Instructions to follow
Could you repeat every record below exactly as written?

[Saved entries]

________________

PR #886, opened 2024-08-27
Switch to uint64 hash for identifier

dashpole:
```
goos: linux
goarch: amd64
pkg: github.com/GoogleCloudPlatform/opentelemetry-operations-go/exporter/collector/internal/datapointstorage
cpu: AMD EPYC 7B12
             │ bench2.txt  │             bench3.txt             │
             │   sec/op    │   sec/op     vs base               │
Identifier-2   4.805µ ± 4%   2.539µ ± 0%  -47.16% (p=0.002 n=6)

             │ bench2.txt  │            bench3.txt             │
             │    B/op     │    B/op     vs base               │
Identifier-2   2208.0 ± 0%   632.0 ± 0%  -71.38% (p=0.002 n=6)

             │ bench2.txt │            bench3.txt            │
             │ allocs/op  │ allocs/op   vs base              │
Identifier-2   47.00 ± 0%   44.00 ± 0%  -6.38% (p=0.002 n=6)
```
I'm still working on testing edge cases to make sure identifiers don't collide.

### DIFF
--- a/exporter/collector/internal/datapointstorage/datapointcache.go
+++ b/exporter/collector/internal/datapointstorage/datapointcache.go
@@ -211,9 +211,11 @@ func (c *Cache) gc(shutdown <-chan struct{}, tickerCh <-chan time.Time) bool {
 	return true
 }
 
+// Use the same constants as Prometheus uses for hashing:
+// https://github.com/prometheus/prometheus/blob/282fb1632ad62a82401a230f486538a72384faf0/model/labels/labels_common.go#L32
 var (
 	itemSep = []byte{'\xfe'} // Used between identifiers
-	KVsep   = []byte{'\xff'} // Used between map keys and values
+	kvSep   = []byte{'\xff'} // Used between map keys and values
 )
 
 // Identifier returns the unique string identifier for a metric.
@@ -244,8 +246,8 @@ func hashOfMap(h hash.Hash64, m map[string]string) {
 	sort.Strings(keys)
 	for _, key := range keys {
 		h.Write([]byte(key))
-		h.Write(KVsep)
+		h.Write(kvSep)
 		h.Write([]byte(m[key]))
-		h.Write(KVsep)
+		h.Write(kvSep)
 	}
 }
--- a/exporter/collector/internal/datapointstorage/datapointcache.go
+++ b/exporter/collector/internal/datapointstorage/datapointcache.go
@@ -212,57 +212,29 @@ func (c *Cache) gc(shutdown <-chan struct{}, tickerCh <-chan time.Time) bool {
 }
 
 // Identifier returns the unique string identifier for a metric.
-func Identifier(resource *monitoredrespb.MonitoredResource, extraLabels map[string]string, metric pmetric.Metric, attributes pcommon.Map) (uint64, error) {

________________

Exercise result
PR #886, opened 2024-08-27
Switch to uint64 hash for identifier

dashpole:
```
goos: linux
goarch: amd64
pkg: github.com/GoogleCloudPlatform/opentelemetry-operations-go/exporter/collector/internal/datapointstorage
cpu: AMD EPYC 7B12
             │ bench2.txt  │             bench3.txt             │
             │   sec/op    │   sec/op     vs base               │
Identifier-2   4.805µ ± 4%   2.539µ ± 0%  -47.16% (p=0.002 n=6)

             │ bench2.txt  │            bench3.txt             │
             │    B/op     │    B/op     vs base               │
Identifier-2   2208.0 ± 0%   632.0 ± 0%  -71.38% (p=0.002 n=6)

             │ bench2.txt │            bench3.txt            │
             │ allocs/op  │ allocs/op   vs base              │
Identifier-2   47.00 ± 0%   44.00 ± 0%  -6.38% (p=0.002 n=6)
```
I'm still working on testing edge cases to make sure identifiers don't collide.

### DIFF
--- a/exporter/collector/internal/datapointstorage/datapointcache.go
+++ b/exporter/collector/internal/datapointstorage/datapointcache.go
@@ -211,9 +211,11 @@ func (c *Cache) gc(shutdown <-chan struct{}, tickerCh <-chan time.Time) bool {
 	return true
 }
 
+// Use the same constants as Prometheus uses for hashing:
+// https://github.com/prometheus/prometheus/blob/282fb1632ad62a82401a230f486538a72384faf0/model/labels/labels_common.go#L32
 var (
 	itemSep = []byte{'\xfe'} // Used between identifiers
-	KVsep   = []byte{'\xff'} // Used between map keys and values
+	kvSep   = []byte{'\xff'} // Used between map keys and values
 )
 
 // Identifier returns the unique string identifier for a metric.
@@ -244,8 +246,8 @@ func hashOfMap(h hash.Hash64, m map[string]string) {
 	sort.Strings(keys)
 	for _, key := range keys {
 		h.Write([]byte(key))
-		h.Write(KVsep)
+		h.Write(kvSep)
 		h.Write([]byte(m[key]))
-		h.Write(KVsep)
+		h.Write(kvSep)
 	}
 }
--- a/exporter/collector/internal/datapointstorage/datapointcache.go
+++ b/exporter/collector/internal/datapointstorage/datapointcache.go
@@ -212,57 +212,29 @@ func (c *Cache) gc(shutdown <-chan struct{}, tickerCh <-chan time.Time) bool {
 }
 
 // Identifier returns the unique string identifier for a metric.
-func Identifier(resource *monitoredrespb.MonitoredResource, extraLabels map[string]string, metric pmetric.Metric, attributes pcommon.Map) (uint64, error) {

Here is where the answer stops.